XML 27 R17.htm IDEA: XBRL DOCUMENT v3.23.2
Note 11 - Commitments and Contingencies
6 Months Ended
Jun. 30, 2023
Notes to Financial Statements  
Commitments and Contingencies Disclosure [Text Block]

11.          COMMITMENTS AND CONTINGENCIES

 

Related Party Technology License Agreement

 

The Company is obligated to pay royalties and development and patent costs pursuant to an exclusive Amended and Restated Intellectual Property License Agreement dated as of September 30, 2016, with Syzygy, a company owned and controlled by stockholder/consultant Mr. Elwood Norris and stockholder/consultant Mr. James Barnes. The agreement provides for royalty payments of 4% of revenue from products employing the licensed ensnarement device technology up to an aggregate of $1,000 in royalties or until September 30, 2026, whichever occurs earlier. The Company recorded $40 and $64 for royalties during the three and six months ended June 30, 2023, respectively, and $34 and $83 for royalties during the three and six months ended June 30, 2022, respectively. The maximum payout still available under this arrangement is $217 as of June 30, 2023.

 

Service Provider Agreement

 

Pursuant to the Professional Services and Technology Acquisition Agreement (the “Agreement”) entered into with Lumeto, Inc. and Spatial Industries Group, Inc. (collectively, “Service Provider”) on November 22, 2022, as amended on April 2, 2023, the Service Provider is to provide to the Company certain technology, services, and perpetual licenses for use within the Company’s Wrap Reality virtual simulation training platform (the “Technology, Services, and License”) in consideration for a cash payment of $700 to the Service Provider.

 

Purchase Commitments

 

At June 30, 2023, the Company was committed for approximately $3,878 for future component deliveries that are generally subject to modification or rescheduling in the normal course of business.

 

Indemnifications and Guarantees

 

Our officers and directors are indemnified as to personal liability as provided by the Delaware law and the Company’s articles and bylaws.

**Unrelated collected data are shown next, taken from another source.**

PR #1486, opened 2024-08-22
Implement Java sync improved bulk write API and unified spec tests

stIncMale:
The first three commits are well-organized to allow reviewing them one by one.

This PR depends on https://github.com/mongodb/mongo-java-driver/pull/1458.

The following test runners execute the unified and prose tests added in this PR:

- `com.mongodb.client.unified.VersionedApiTest`
- `com.mongodb.client.unified.UnifiedTransactionsTest`
- `com.mongodb.client.unified.ServerSelectionLoggingTest`
- `com.mongodb.client.unified.UnifiedRetryableWritesTest`
- `com.mongodb.client.unified.CommandMonitoringTest`
- `com.mongodb.client.unified.UnifiedCrudTest`
- `com.mongodb.client.CrudProseTest`

JAVA-5528
JAVA-5609


driver-core/src/main/com/mongodb/internal/operation/BsonDocumentWrapperHelper.java
```diff
@@ -25,7 +26,12 @@ final class BsonDocumentWrapperHelper {
 
     @SuppressWarnings("unchecked")
     static <T> List<T> toList(final BsonDocument result, final String fieldContainingWrappedArray) {
-        return ((BsonArrayWrapper<T>) result.getArray(fieldContainingWrappedArray)).getWrappedArray();
+        // BULK-TODO why does the expectation of this code fails?
```
rozza, line 29: If the document doesn't contain a wrapped array why would you use this helper?

driver-core/src/main/com/mongodb/internal/operation/ClientBulkWriteOperation.java
```diff
@@ -0,0 +1,1051 @@
...
+            // and if it is the last attempt failure, `RetryingSyncSupplier` also may not have a chance
+            // to add the label. So we do that explicitly.
+            shouldAttemptToRetryWriteAndAddRetryableLabel(retryState, e, false);
+            resultAccumulator.onBulkWriteCommandErrorWithoutResponse(e);
+            throw e;
+        }
+    }
+
+    /**
+     * @throws MongoWriteConcernWithResponseException This internal exception must be handled to avoid it being observed by an application.
```
jyemin, line 245: Please remind me why we have to both throw and catch this weird exception within even the same class?

driver-core/src/main/com/mongodb/internal/operation/ClientBulkWriteOperation.java
```diff
@@ -0,0 +1,1051 @@
...
+            writer.writeName("document");
+            Object document = model.getDocument();
+            @SuppressWarnings("unchecked")
+            Encoder<Object> documentEncoder = (Encoder<Object>) codecRegistry.get(document.getClass());
+            assertNotNull(encodedBatchInfo).insertModelDocumentIds.compute(modelIndexInBatch, (k, knownModelDocumentId) -> {
+                IdHoldingBsonWriter documentIdHoldingBsonWriter = new IdHoldingBsonWriter(
+                        writer,
+                        // Reuse `knownModelDocumentId` if it may have been generated by `IdHoldingBsonWriter` in a previous attempt.
+                        // If its type is not `BsonObjectId`, we know it could not have been generated.
+                        knownModelDocumentId instanceof BsonObjectId ? knownModelDocumentId.asObjectId() : null);
```
jyemin, line 943: Running unified tests with coverage enabled, there are no occurrences of  ` knownModelDocumentId instanceof BsonObjectId` evaluating to `true`.   Is there a prose test for this, or if not should we create one?  Or could a unified test be written for it?

jyemin (changes requested):
Given the complexity, the code is quite straightforward to follow.  Really nice.

driver-core/src/main/com/mongodb/internal/operation/BsonDocumentWrapperHelper.java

The Company may also undertake indemnification obligations in the ordinary course of business related to its operations. The Company is unable to estimate with any reasonable accuracy the liability that may be incurred pursuant to any such indemnification obligations now or in the future. Because of the uncertainty surrounding these circumstances, the Company’s current or future indemnification obligations could range from immaterial to having a material adverse impact on its financial position and its ability to continue in the ordinary course of business. The Company has no liabilities recorded for such indemnities.

 

Regulatory Agencies

 

The Company is subject to oversight from regulatory agencies regarding firearms that arises in the ordinary course of its business.

 

Litigation

 

Shareholder Derivative Litigation

 

On November 13, 2020, Naresh Rammohan filed a shareholder derivative action in the US District Court for the Central District of California against current and former Company officers as well as current and former Company directors alleging unjust enrichment, breach of fiduciary duty, waste of corporate assets, and contribution claims under the Securities Exchange Act of 1934, docketed as Case No. 2:20-cv-10444-DMG-PVCx. The derivative action was dismissed with prejudice by stipulation of the parties on May 3, 2022.